Metadata-Version: 2.4
Name: Analytics-EDA
Version: 0.1.17
Summary: A lightweight Python library that streamlines EDA with fast, automated analysis to uncover data issues, validate assumptions, and support modeling decisions.
Author-email: Andrew Dabrowski <andrew.dabrowski@archistrata.com>
License: Apache-2.0
Project-URL: Homepage, https://github.com/archistrata/analytics-eda
Project-URL: License, https://www.apache.org/licenses/LICENSE-2.0
Project-URL: Repository, https://github.com/archistrata/analytics-eda
Keywords: eda,analytics,data-analysis,visualization
Classifier: License :: OSI Approved :: Apache Software License
Classifier: Programming Language :: Python :: 3
Classifier: Programming Language :: Python :: 3.11
Classifier: Programming Language :: Python :: 3.12
Classifier: Operating System :: OS Independent
Requires-Python: >=3.11
Description-Content-Type: text/markdown
License-File: LICENSE
License-File: NOTICE
Requires-Dist: numpy>=1.21
Requires-Dist: pandas>=1.3
Requires-Dist: seaborn>=0.11
Requires-Dist: scipy>=1.7
Requires-Dist: statsmodels>=0.12
Requires-Dist: scikit-learn>=0.24
Provides-Extra: dev
Requires-Dist: pytest>=7.0; extra == "dev"
Requires-Dist: pytest-cov>=4.0; extra == "dev"
Dynamic: license-file

# analytics-eda

Exploratory Data Analysis (EDA) is critical but time-consuming and often inconsistent across projects.

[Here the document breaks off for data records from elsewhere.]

PR #1563, opened 2022-03-16
feat: allow segmentation by user login status

dkoo:
### All Submissions:

UI for the new segmentation criteria enabled by https://github.com/Automattic/newspack-popups/pull/825.

Closes https://github.com/Automattic/newspack-popups/issues/746.

See testing instructions in https://github.com/Automattic/newspack-popups/pull/825.

### Other information:


assets/wizards/popups/views/segments/SingleSegment.js
```diff
@@ -251,6 +253,31 @@ const SingleSegment = ( { segmentId, setSegments, wizardApiFetch } ) => {
 						] }
 					/>
 				</SettingsSection>
+				<SettingsSection title={ __( 'Login State', 'newspack' ) }>
```
miguelpeixe, line 256: Super non-blocking nit: isn't "Authenticated" a better word for this?

miguelpeixe (approved):

assets/wizards/popups/views/segments/SingleSegment.js
dkoo: Ah, I had the same thought but forgot to push the change in d04c57f. I think this describes the intent of the feature better since all users known to have a user account are part of the segment, regardless of login status (so really a user only has to log in once to be considered part of the segment):

* Setting name: **User Account**
* Options: **Has user account**, **Does not have user account**

Thoughts?

miguelpeixe: Makes sense, especially considering that once the session identifies authentication it maintains the "has user account" states after logging out.

miguelpeixe (approved):

PR #1595, opened 2022-04-08
fix(popups): analytics popups report label regex

dkoo:
### All Submissions:

https://github.com/Automattic/newspack-popups/pull/830 added segment names to the `event_label` strings sent with Google Analytics event reporting. This changed the label from a format like this:

```
Above Header: Spring campaign 2022 banner ad (112982)
```

to this:

```
Above Header: Spring campaign 2022 banner ad (112982) - Everyone
```

With the segment(s) coming after the post ID. However, the Campaigns analytics report expects the post ID in parentheses to be the last item in the label, so it's ignoring rows that have the segment names appended—basically all events after https://github.com/Automattic/newspack-popups/pull/830 got deployed. This PR amends the regex patterns to look for the post ID anywhere in the label, not just at the end, which should fix the reporting view.

It's hard to test this without having access to a site that's connected to GA with active prompts that have been running. However, if you have a test site that has any past events to report, you can mock the names by adding a hardcoded value on [this line](https://github.com/Automattic/newspack-plugin/blob/master/includes/popups-analytics/class-popups-analytics-utils.php#L299):

```php
$row['dimensions'][1] = 'Above Header: Spring campaign 2022 banner ad (112982) - Everyone';
```

1. On `master`, view the **Newspack > Campaigns > Analytics report**. Observe that with the mocked name including segments as above, no events are reported.
2. Check out this branch and confirm that the events are reported.

### Other information:

### DIFF
--- a/CHANGELOG.md
+++ b/CHANGELOG.md
@@ -1,3 +1,10 @@
+## [1.80.1-hotfix.1](https://github.com/Automattic/newspack-plugin/compare/v1.80.0...v1.80.1-hotfix.1) (2022-04-08)
+
+
+### Bug Fixes
+
+* **popups:** analytics popups report label regex ([56e72f2](https://github.com/Automattic/newspack-plugin/commit/56e72f223cf3c211bac7cb94f37f35d7822136db))
+
 # [1.80.0](https://github.com/Automattic/newspack-plugin/compare/v1.79.1...v1.80.0) (2022-04-05)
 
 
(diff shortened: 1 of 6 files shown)


dkoo:
111b63a updates the regex to be a bit more specific by looking for post IDs in parentheses succeeded by either an end-of-line character OR a ` -` hyphen separator.

Note that it's possible someone could name their prompt `Prompt name (123) - subscribe` which will result in an event label like `Prompt name (123) - subscribe (postId) - segments` in which case the reporting may not be able to find the post ID correctly as it will match the `123` in the title instead. However, this seems to be an unlikely enough edge case to not worry much about.

miguelpeixe (approved):
Removing the `$` argument from the regex and using `array_pop()` does the trick! 👌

`analytics-eda` is a lightweight Python library that streamlines EDA with fast, automated analysis to uncover data issues, validate assumptions, and support modeling decisions.

## Table of Contents

- [Installation](#installation)
- [Quickstart](#quickstart)
- [Features](#features)
- [API Reference](#api-reference)
- [Contributing Guidelines](#contributing-guidelines)
- [License](#license)

## Installation

**Requires**: Python 3.11 or later

```bash
pip install analytics-eda
```

## Quickstart

Here's how to generate a univariate numeric EDA report from a pandas series:

```python
import json
import numpy as np
import pandas as pd

from analytics_eda.univariate.numeric.univariate_numeric_analysis import univariate_numeric_analysis

# Series to analyze
rng = np.random.default_rng(0)
data = rng.normal(loc=0.0, scale=1.0, size=15)
normal_15_series = pd.Series(data, name="normal_series")

# Analyze numeric series
report_file_path = univariate_numeric_analysis(
    normal_15_series
)

# Access json report
result = json.loads(report_file_path.read_text())
print(json.dumps(result, indent=2))

```

## Features

### Univariate Exploratory Data Analysis

Univariate EDA analyzes a single variable at a time to understand its distribution, detect anomalies, and assess data quality.  
This step is essential for uncovering data issues before modeling and making informed preprocessing decisions.

Supports:

- **Numeric data**:

  - Identifies missing data
  - Computes descriptive statistics (mean, median, std, skew, etc.)
  - Evaluates normality with tests and visualizations
  - Detects outliers using IQR, Z-score, and robust Z-score
  - Runs inferential tests (e.g. goodness-of-fit, variance checks)

- **Categorical data**:
  - Summarizes frequency distributions
  - Flags rare or dominant categories
  - Assesses cardinality and missing values

---

### Bivariate Exploratory Data Analysis

Bivariate EDA compares two variables to assess relationships and patterns across groups.  
It helps detect important group-level differences and guides feature selection or encoding strategies.

Supports:

- **Numeric vs. Categorical**:
  - Performs statistical tests (e.g. homogeneity of variance, distribution overlap)
  - Runs global hypothesis tests to compare group distributions
  - Estimates effect size between segments
  - Analyzes numeric patterns within categorical groups

## API Reference

See our [API Reference.md](docs/API%20Reference/API%20Reference.md) for details.

## Contributing Guidelines

We welcome contributions! Please see [CONTRIBUTING.md](docs/Contributing/CONTRIBUTING.md) for details.

## License

This project is open source under the Apache License 2.0. See [LICENSE](LICENSE) for details.